Add lying_git_history.md.

master
Ethan Dalool 2020-03-29 22:48:38 -07:00
parent de54130987
commit 234c4431c7
1 changed files with 106 additions and 0 deletions

View File

@ -0,0 +1,106 @@
[tag:git] [tag:meta]
Lying git history
=================
## Introduction
When I started writing these articles (you know, 2 weeks ago), I decided to put them into subdirectories for broad categories: `python`, `life`, and `computers` are what I had so far. For example, `/writing/life/friction`.
Because this site is statically generated from the directory tree, moving files and folders around would change their URL, so once I put an article into a category it would be stuck there unless I was willing to break the link. The reasoning for making category folders was:
- Keeps the main /writing directory cleaner.
- If I write an article about Python's `continue` statement as `python/continue`, I could later create `java/continue` if need be. I wouldn't have to cautiously prefix every article like `python_continue`.
Today, however, I decided that the cons outweighed the pros because:
- I already have a tag system, with which I can add and remove tags freely [footnote_link].
- The chance of me reusing names like that is low. For life articles, I could amend the original or come up with a new name; for programming articles, why would I need anything other than Python?
- If I make categories too broad and want to split them, I won't do so for fear of breaking links.
- If I make categories too narrow and only have a single article in them, I may want to lump it into a bigger one but won't do so for fear of breaking links.
- I don't want to waste time with nginx rewrite rules or generating duplicates of the output files so that articles can be read with and without the category in the url.
So I decided to move everything out of the category dirs. Since this site is new and nobody has any links to it yet, it's better to break them now and get it over with. But because git history and commit timestamps are central to my publishing model, I needed to keep that intact or else lose all this soon-to-be-nostalgic early history.

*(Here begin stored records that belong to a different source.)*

PR #5372, opened 2016-12-22
WinDX: Fix to find closest available mode for CurrentDisplayMode

MichaelDePiazzi:
**UPDATE 29-Dec: As per discussion, changed this to force the current display mode to the desktop resolution even if it's not an available mode.**

I've found that `GraphicsAdapter.CurrentDisplayMode` can sometimes be null in certain circumstances because the reported desktop resolution isn't one of the available modes. This PR attempts to find the next closest mode if a mode matching the desktop resolution isn't found.

An example of this happening that I saw was crash reports showing 2715x1527 as the desktop resolution, but modes only going up to 1920x1080. After some digging I found that 2715x1527 is a resolution associated with an NVIDIA feature called Dynamic Super Resolution (DSR). I tried enabling this feature on my machine, but when I did it actually showed 2715x1527 as an available mode. So I can only assume that the machines with this problem somehow had their DSR settings messed up. So at least with this PR, `CurrentDisplayMode` falls back to the next closest resolution on these machines.

### DIFF
--- a/MonoGame.Framework/Graphics/GraphicsAdapter.DirectX.cs
+++ b/MonoGame.Framework/Graphics/GraphicsAdapter.DirectX.cs
@@ -111,6 +111,9 @@ namespace Microsoft.Xna.Framework.Graphics
 
             adapter._supportedDisplayModes = new DisplayModeCollection(modes);
 
+            if (adapter._currentDisplayMode == null) //(i.e. desktop mode wasn't found in the available modes)
+                adapter._currentDisplayMode = new DisplayMode(desktopWidth, desktopHeight, SurfaceFormat.Color);
+
             return adapter;
         }
 
--- a/MonoGame.Framework/Graphics/GraphicsAdapter.DirectX.cs
+++ b/MonoGame.Framework/Graphics/GraphicsAdapter.DirectX.cs
@@ -101,9 +101,9 @@ namespace Microsoft.Xna.Framework.Graphics
 
                     modes.Add(mode);
 
-                    if (mode.Width == desktopWidth && mode.Height == desktopHeight && mode.Format == SurfaceFormat.Color)
+                    if (adapter._currentDisplayMode == null)
                     {
-                        if (adapter._currentDisplayMode == null)
+                        if (mode.Width == desktopWidth && mode.Height == desktopHeight && mode.Format == SurfaceFormat.Color)
                             adapter._currentDisplayMode = mode;
                     }
                 }


tomspilman:
> This PR attempts to find the next closest mode if a mode matching the desktop resolution isn't found.

@MichaelDePiazzi - So this is your solution to the problem and not actual XNA behavior correct?

Do we know what XNA actually does in these cases?

MichaelDePiazzi:
@tomspilman - Correct. I have no idea what XNA would do in this situation. Unfortunately I was not able to reproduce the problem myself, and the crash reports I received were anonymous so I could not investigate further. However, I can confirm that after putting this fix into my game 6 weeks ago I haven't received any further crash reports about this issue.

tomspilman:
@nkast @mrhelmut @KonajuGames - Thoughts on this behavior?

MichaelDePiazzi:
If this solution isn't desirable, then I have a simpler alternative - If the current display mode wasn't found after enumerating the available modes, then just set it to a new mode using the reported desktop resolution. i.e.
```c#
if (adapter._currentDisplayMode == null)
    adapter._currentDisplayMode = new DisplayMode(desktopWidth, desktopHeight, SurfaceFormat.Color);
```

tomspilman:
> then just set it to a new mode using the reported desktop resolution

That seems to be more reasonable and safer to me.

MichaelDePiazzi:
> That seems to be more reasonable and safer to me.

Fair enough, I'll push another commit doing exactly this. The only reason I did it this way in the first place was because the crash reports I got reported the desktop resolution as being higher than the maximum available resolution (e.g. desktop is 2715x1527, max available is 1920x1080). So I figured it'd be safer to choose from the closest available resolutions rather than using one that wasn't listed.

tomspilman:
> So I figured it'd be safer to choose from the closest available resolutions rather than using one that wasn't listed.

I see your point.  Hard to say which is the best decision here.

I see it as people depending on the current mode to get the current desktop resolution.  They still need to account for available resolutions when setting things and not just assume desktop resolution always works for fullscreen.

MichaelDePiazzi:
> I see it as people depending on the current mode to get the current desktop resolution. They still need to account for available resolutions when setting things and not just assume desktop resolution always works for fullscreen.

That's an excellent point. From this point of view, it does make way more sense to use the reported desktop resolution.

MichaelDePiazzi:
Ok, made the change, rebased, and squashed. Also did a small performance tweak when setting the current display mode.

mrhelmut:
I've been forcing fullscreen desktop resolution as default resolution in our game since the beginning and never had a crash related to this in our database. It's typically safe to do this.
(I've also encountered some adapters not listing all of their supported modes, but I don't really know what are the consequences, and desktop resolution always worked fine; I don't know if I ever had users with nvidia super resolution though, I'll try to ask a few testers.)

tomspilman:
Thanks @MichaelDePiazzi .... this looks good to me.

If @mrhelmut is good with this change then I am too.

MichaelDePiazzi:
:+1:

tomspilman:
Going to merge this... thanks @MichaelDePiazzi !

PR #5376, opened 2016-12-24
WinDX: Fixed potential crash when setting MediaPlayer.Volume

### LINKED ISSUE #4298: MediaPlayer.SetChannelVolume may fail despite null check (WinDX)
Hello,

Despite [the null check](https://github.com/mono/MonoGame/blob/083d88ce8385cf6a454a372e1d5bbafbe83243cb/MonoGame.Framework/Media/MediaPlayer.WMS.cs#L150), it may happen that `MediaPlayer.SetChannelVolumes()` raise an exception because of the async nature of Media Foundation (Windows DirectX projects).

Two different (but related to the same problem) exceptions can occur.

1) [On this line](https://github.com/mono/MonoGame/blob/083d88ce8385cf6a454a372e1d5bbafbe83243cb/MonoGame.Framework/Media/MediaPlayer.WMS.cs#L154)

```
SharpDX.SharpDXException
 at SharpDX.MediaFoundation.AudioStreamVolume.GetChannelCount(Int32& dwCountRef)
 at Microsoft.Xna.Framework.Media.MediaPlayer.SetChannelVolumes()
```

2) [On this line](https://github.com/mono/MonoGame/blob/083d88ce8385cf6a454a372e1d5bbafbe83243cb/MonoGame.Framework/Media/MediaPlayer.WMS.cs#L155) or the previous one

```
System.NullReferenceException
 at Microsoft.Xna.Framework.Media.MediaPlayer.SetChannelVolumes()
```

Situation 1 happens when the `_volumeController` is not yet ready.
Situation 2 happens when the `_volumeController` gets reset past the null check (i.e. a new session started but didn't went through the whole initialization yet).
Both are related to the async nature of starting a new session.

This problem rarely occurs, over thousands of sessions, we had 4 of these crashes reported.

There are plenty of tutorials on the internet for modifying git history. This is just a short description of what I did today in case I needed to do it again sometime so I'll have a reference.

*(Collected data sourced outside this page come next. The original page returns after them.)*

PR #5377, opened 2016-12-27
Extract wave blockalign for adpcm format from RIFF header

SeriousMartin:
This is a fix for the problem discussed here: https://github.com/MonoGame/MonoGame/issues/4446

The block alignment of ADPCM wave files is extracted from the RIFF header and overrides what is calculated in DefaultAudioProfile.ProbeFormat.

### DIFF
--- a/MonoGame.Framework.Content.Pipeline/Audio/AudioContent.cs
+++ b/MonoGame.Framework.Content.Pipeline/Audio/AudioContent.cs
@@ -137,7 +137,18 @@ namespace Microsoft.Xna.Framework.Content.Pipeline.Audio
                         fs.Read(rawData, 0, rawData.Length);
                     }
 
-                    var stripped = DefaultAudioProfile.StripRiffWaveHeader(rawData);
+                    AudioFormat riffAudioFormat;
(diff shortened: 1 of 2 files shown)


tomspilman:
Thanks @SeriousMartin ...  this passes all our unit tests, so I think it is good.

I'll merge test it against our console platforms soon too.

SeriousMartin:
That was fast. Thanks!

tomspilman:
> That was fast. Thanks!

That is entirely because I personally wrote the unit tests for audio and feel pretty confident this PR didn't break any existing cases:

https://github.com/MonoGame/MonoGame/blob/develop/Test/ContentPipeline/AudioContentTests.cs#L205

If it wasn't for that I would have been concerned about a merge.  The speed of any of our merges is directly tied to if I am fairly sure it didn't break anything.

Unfortunately few people add to the tests which means this doesn't happen as much as I would like.

If I could spend 2 or 3 months just writing unit tests this project would be much easier to maintain...  but I don't have the luxury and few others contribute in that capacity.

SeriousMartin:
Well known situation...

[footnote_text] I do think category systems can have a place alongside tags. Will expand on this in the future.
## Backup
I zipped up the repository so even if I mess everything up I could extract it back and start over.

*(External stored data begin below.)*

Issue #2211, opened 2014-01-28
Network gamer id is always 255?


panthernet:
Tried to play with network in monogame 3.0.1 but it seems that player Id is always 255 making it difficult to distinct network players :( 

Property: NetworkGamer::Id

gustavolsson:
Hi,

I'm trying to port my multiplayer kart racing game to PC and just encountered this issue in the DekstopGL path of MonoGame 3.5.

Has anyone looked into the net code since this issue was opened?

With the exception of NetworkGamer.Id always being 255 for everyone except the host and the lack of SignedInGamer.IsGuest/support for multiple SignedInGamers, the implementation seems to work as it should. I've tested transitions from Lobby to Game state, players joining/leaving and sending messages. I haven't tested host migration yet.

PR #5378, opened 2016-12-27
WIP: Net namespace rewrite (old)

gustavolsson:
Hello,

I started to port my kart-racer "Seaside Racing" to PC (from XBLIG) and got the game up and running in very little time, great work everyone! However, I ran into problems with the Net namespace. In particular, issue #2211 and the realization that supporting multiple local gamers would be problematic caused me to rewrite the code from scratch.

In addition to implementing everything XNA supported (except host migration), I wrote a simple Master Server to support NetworkSessionType.PlayerMatch and NetworkSessionType.Ranked (ie. online modes).

The master server is the only thing that is not standard XNA. The server itself is just a simple console application:

```
public static void Main(string[] args)
{
    NetworkSessionMasterServer server = new NetworkSessionMasterServer();

    server.Start("e3ba2560-9fb5-4085-9c3a-b73fb4257f0e");

    while (!Console.KeyAvailable || Console.ReadKey().Key != ConsoleKey.Escape)
    {
        server.Update();

        Thread.Sleep(20);
    }

    server.Shutdown();
}
```

and the game is modified so that it knows about the master server in the following way:

```
public static void Main (string[] args)
{
    // Set master server address before creating a NetworkSession:
    NetworkSessionSettings.MasterServerAddress = "13.81.113.129";

	using (var game = new NetRumbleGame ()) {
		game.Run ();
	}
}
```

I updated the README to describe my fork but I don't know how to exclude it from this PR. Other than that, everything should be included in the PR.

So, what do you think? Here are my notes from the README:

**This Fork**

My fork of MonoGame implements the Net namespace in order to compile networked games/apps that were built for XNA on any platform. I wanted to port my kart-racing game "Seaside Racing" to MonoGame and I decided to reimplement the Net namespace instead of rewriting the networking code in the game. The main reason to use the Net namespace for a new project is that the original API is very elegant, handles player management and lobby-to-game transitions. This implementation supports multiple backends and it should be straightforward to add support for new platforms. At the moment, the default backend uses the Lidgren library for low level networking tasks and the backend will work on any platform that supports standard .NET sockets.

**Implementation details**

Since a user can choose to use any network topology for their game, the internal implementation uses a peer-to-peer topology as it is the most general case. If the user wants a client/server topology, all traffic can be routed through the designated host or any other peer. This is inline with the original XNA implementation.

The peer that starts a game using the NetworkSession.Create() method becomes the host of the game. The host of the game broadcasts its existence to the master server (if NetworkSessionType is PlayerMatch or Ranked as opposed to Local or SystemLink) and responds to discovery requests. Any peer that connects to a host using the NetworkSession.Join() method becomes an ordinary peer. In the future, host migration could make it possible for ordinary peers to become hosts, but it is not implemented yet.

The master server is responsible for introducing (ie. finding the endpoint and performing NAT punchthrough) a peer to a host of an online game. Once connected to a host, the peer is introduced to the other peers already in the game by the host. Peers only allow introductions/connections from other peers whose endpoints are specified in an allowlist and only allow changes to the allowlist from the host. Once fully connected, the signed in gamers of the peer are able to join. This procedure ensures that all peers in a game are fully connected to each other in order to support a true peer-to-peer topology.

The session state is synchronized across all peers. Each signed in gamer that enters a game gets its own unique id that is synchronized across all peers. Incoming messages from unknown gamers are delayed until the gamer in question joins the game on the local machine, which is important because user messages do not need to be ordered and may arrive before the internal gamer join message.

Overall, there are 2 caveats of the implementation that users must be aware of:

* A peer cannot be behind the same router as the master server since the master server must know the external endpoint of the peer
* ~~A peer cannot be behind the same router as the host since the host must know the external endpoint of the peer~~
* Requiring a fully connected network **might** be a problem sometimes? I haven't run into it yet though.

**Future work (Not implemented)**

* Clean up responsibility of internal messages vs Session
* Host migration
* Cheat protection


mrhelmut:
That's quite a PR!
Mind the dependencies submodule regression.

mrhelmut:
All good, thanks.

tomspilman:
@gustavolsson - This is a pretty huge change... I will try to find some time to review it along with @dellis1972 and @KonajuGames .

I want to find a way to include your work, move forward with plans @dellis1972 has had for networking, and support more than just PCs (consoles and mobile).

Jjagg:
This will make most of #5091 useless, but it's worth redoing since this PR is awesome :D 

> A peer cannot be behind the same router as the host since the host must know the external endpoint of the peer

Any way around that?

gustavolsson:
@tomspilman Sounds good! I think it should be quite straightforward to implement a new backend for platforms where Lidgren does not work. The logic (pending connections, allowlist handling, gamer management etc) is all separate from the actual network calls (that exist in the Backend subfolder).

@Jjagg Thanks! The only way around that limitation I can come up with is to make the master server responsible for introducing a new peer to _all peers_ in the game, not just the host, but that complicates things considerably..

Jjagg:
The errors are because you're using C# 6.0 syntax. You can't have auto properties with only getters :/

gustavolsson:
Aha, too bad. I can rework it when I have some free time..

dellis1972:
This PR while big is a great step to getting the networking working. 
Once the build is fixed we should definitely look at merging it.

dellis1972:
We should probably revert the README.md changes though.

dellis1972:
@gustavolsson nice :) 

I was thinking the text you had in the read me could probably go in the documentation directory instead. Also I think @tomspilman might mention the MG licence header needs to be on the new MG file (but not the Lidgren ones).

gustavolsson:
I've been working a bit more on this yesterday and today. It is not ready yet though!

The worst caveat of the PR (nr 2 from the list above, @Jjagg) should now be fixed but more testing is required. I will update the published NetRumble executable when I some more time.

Basically, I updated Lidgren to the latest version for better NAT punch code (old one only worked one way) and rewrote the generic EndPoint to use temporary GUIDs for identification (allowlist, pending peers) instead of the external IPEndPoint used before. This should solve the NAT traversal issues when some peers are behind the same router as the current host of the game. All of these changes are in the Backend folder.

Next up is to do more testing and to remove the C# 6 dependencies..

gustavolsson:
Thanks @dellis1972! Ok, I will look into that for my next session as well.

dellis1972:
I had a thought the other day. Can we add support for reading the IP/URL of
the master server from the app config file? it would mean people would not
need to recompile the app if the IP changed.

gustavolsson:
Good idea! Should be straightforward, right? Right now it's just a public property in NetworkSessionSettings. It could stay there but the default could be read from the app config file.

dellis1972:
@gustavolsson did you managed to do the config/README changes? Also looks like this branch needs rebasing

DDReaper:
Noticed this PR removes most of the Local Gamer implementations. Does the update still allow for local network play @gustavolsson  ?

dellis1972:
I didn't spot that. I'll have to have another look.

gustavolsson:
@dellis1972 I haven't had the time to work on it since I've been busy finishing up university. If I remember correctly, I was testing network play in different configurations (host and peer behind same router + one remote peer etc) using the master server. The windows firewall caused connection problems but once I realized that and disabled the firewall it worked. However, I haven't done extensive enough testing after that realization. It's tricky to debug because the reported IPs change when the router / network card realize where a computer really is. (I don't remember the exact details)

@DDReaper I completely rewrote the system (removing the old files) so I'm not sure what you mean. This PR supports local area network play.

Jjagg:
@gustavolsson Any chance of reviving this? Or would you mind if someone else hijacked this PR? Would love to see this get merged!

gustavolsson:
@Jjagg Hi and thanks for the interest! I would very much like to finish this some day, but since I started working full time I've had very little time for hobby projects.

What's left is to iron out the last bugs related to NAT punch-through (gamer introductions), but it is difficult to test properly. I also feel that the code should be re-structured a bit to make it more elegant and easier to understand (in particular, the responsibility of individual messages vs that of the NetworkSession). I would not mind if someone continued working on it as long as I got some notes about what was changed and why so I can get back into it when I have the time :)

gustavolsson:
I want to dig into this again now that I have some more free time, but don't mind me just yet :) I've realized that some things need to be cleaned up and some things need to change.

Jjagg:
@gustavolsson That's awesome! Take your time and let us know if we can help out because this is way too good to let slip away :)

gustavolsson:
Closing in favor for #6556

PR #5382, opened 2017-01-02
fixed touch handling bug

sergiokoo:
This is a small obvious fix for a little bug: when using .RemoveAt() with List<>, it should be iterated backward.


Andreyul:
No, because `break`.

tomspilman:
> This is a small obvious fix for a little bug:

@sergiokoo - Can you elaborate what the bug is?

There is nothing wrong with that loop that I can see.  It searches the loop for a particular touch then removes it and breaks out of the loop.

sergiokoo:
I am sorry, I did not notice there is a 'break' statement. However the proposed change did fix a problem that I faced and I decided to share it (too quick, my fault).
Anyway, there is a bug somewhere else because:
1. Originally, in my project I am alarmed at line 215, TouchLocation.cs:
Debug.Assert(State != TouchLocationState.Released, "We shouldn't be changing state on a released location!");
2. If I just continue, all subsequent calls to GetState() in the app will have one non-removed touch event.
3. If I apply the proposed change to reverse direction of iteration in line 112, TouchPanelState.cs, then I do not have problems (1) and (2).
4. The bug seems to be related to the fact that on entry to ApplyTouch() the parameter 'state' contains 2 touch events 'Released' and 'Pressed' in this order! Because of originally forward iteration and a 'break' statement, the line 121 "state.RemoveAt(i);" is never called and the event remains in the collection forever causing problems (1) and (2). While my fix was logically incorrect, it solved these problems by picking the 'Pressed' event first and causing .RemoveAt() to happen.
I am still new to MonoGame and not quite sure what should be the best fix here. Maybe do sort a collection first or otherwise make sure that Pressed event comes before Released? Or maybe remove the 'break' statement and do iterate (backward) through all touch events disregard their order? Guys, please check as you know the system better.

KonajuGames:
So the bug is that there are two states in the list, but the Released state is before the Pressed state?

sergiokoo:
At least such case leads to the issue but I do not know if this combination of events in such order is expected. It looks like when ApplyTouch() is called to register a new Pressed event the collection does already contain an obsolete(?) Released event from one of previous clicks (why?). In my app, I have to set both TouchPanel.EnableMouseTouchPoint and TouchPanel.EnableMouseGestures to 'true' and the problem appears only when use a mouse on PC. When running on Lumia all seems to work ok...
A simple workaround could be to use a proposed fix and remove that 'break;' statement so the matched pair of Pressed-Released will be found disregard the existence/order of events, however it does not explain why such combination was possible at the first place.

tomspilman:
> It looks like when ApplyTouch() is called to register a new Pressed event the collection does already contain an obsolete(?) Released event from one of previous clicks (why?). 

It has been a long time since I did the big refactor of this code so I don't remember.  However I think we do first need to work out if having more than one event for the same touch id should ever happen.  Because that could be the bug if that was the assumption I made originally.

sergiokoo:
I think I have found the sequence which reproduce the problem:

frame #1
1. ApplyTouch([], {Id:1,Pressed})
2. TouchPanel.GetState()
result: _touchState == [{Id:1,Moved}]

frame #2
3. ApplyTouch([{Id:1,Moved}], {Id:1,Released})
result: _touchState == [{Id:1,Released}]

frame #100
4. ApplyTouch([{Id:1,Released}], {Id:1,Pressed})
result: _touchState == [{Id:1,Released},{Id:1,Pressed}]

frame #101
5. ApplyTouch([{Id:1,Released},{Id:1,Pressed}], {Id:1,Released})
 => Debug.Assert!!!
result: _touchState == [{Id:1,Released},{Id:1,Pressed}]

After that, any new clicks will cause _touchState to grow linearly and infinitely, for example: 

frame #200
4. ApplyTouch([{Id:1,Released},{Id:1,Pressed}], {Id:1,Pressed})
result: _touchState == [{Id:1,Released},{Id:1,Pressed},{Id:1,Pressed}]

frame #201
5. ApplyTouch([{Id:1,Released},{Id:1,Pressed},{Id:1,Pressed}], {Id:1,Released})
 => Debug.Assert!!!
result: _touchState == [{Id:1,Released},{Id:1,Pressed},{Id:1,Pressed}]

In case TouchPanel.GetState() is not called in step 2 or TouchPanel.GetState() is also called somewhere between step 3 and step 4 the problem will not happen.

Is it obligatory to call TouchPanel.GetState() every frame? If yes, let's forget about my issue :) If not, let's decide how to fix the bug.

nkast:
This bug was fixed by https://github.com/MonoGame/MonoGame/pull/5641.

PR #5385, opened 2017-01-03
Fix GL VS attribute caching bug

### LINKED ISSUE #4909: HLSL losing vertex elements?
I posted this to the community forums after staring at it for several days... I think I've ruled out the possibility of it being something foolish on my end.

http://community.monogame.net/t/hlsl-losing-vertex-elements/7724/

In summary, one call to DrawUserIndexedPrimitives seems to be affecting another several calls later, despite setting a different render target and clearing the graphics device several times in between, etc. For what it's worth, they're both acting upon different techniques in the same effect, although it's not EffectPass.Apply that's causing the issue. Oddly, the vertex shader of the later call in question seems to have all of its vertex elements - except for Position - set to zero, despite the incoming vertex data.

I tried downloading the Monogame source to debug locally, but I had issues compiling it, probably related to reference/external dependencies.

Jjagg:
Fixes #4909. The bug is explained in that issue too, but I'll summarize here.

It comes down to that for OpenGL we cache vertex shader attributes based on a hash of the vertex shader, but when an attribute is not used in the current shader program the compiler will optimize it out and asking the location of that attribute will return -1. That value will be cached however and when another technique with the same vertex shader is later applied, the cached value of the location of that attribute will be fetched even though it might be used and does not actually have location -1. The fix I applied, as suggested by @ed022, is to hash based on the current program, i.e. a hash based on the hash of the vertex and pixel shader. I used the same hash that's used for caching shader programs.

### DIFF
--- a/MonoGame.Framework/Graphics/GraphicsDevice.OpenGL.cs
+++ b/MonoGame.Framework/Graphics/GraphicsDevice.OpenGL.cs
@@ -947,7 +947,8 @@ namespace Microsoft.Xna.Framework.Graphics
             var vertexDeclaration = _vertexBuffers.Get(0).VertexBuffer.VertexDeclaration;
             var vertexOffset = (IntPtr)(vertexDeclaration.VertexStride * baseVertex);
 
-            vertexDeclaration.Apply(_vertexShader, vertexOffset);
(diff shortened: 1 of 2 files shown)


tomspilman:
Thanks @Jjagg ... the bug is obvious now.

## Windows users, use git bash
The commands used in the following steps will use `sed` and linux style environment variables and linux style single quotes around some commands, so Windows users should run `bash.exe` which is located alongside `git.exe` in your git installation folder.
## filter-branch to modify paths
The original paths were like `/writing/life/friction/friction.md` and I needed to turn them into `/writing/friction/friction.md`. Just needed to replace /life/, /python/, and /computers/ with /.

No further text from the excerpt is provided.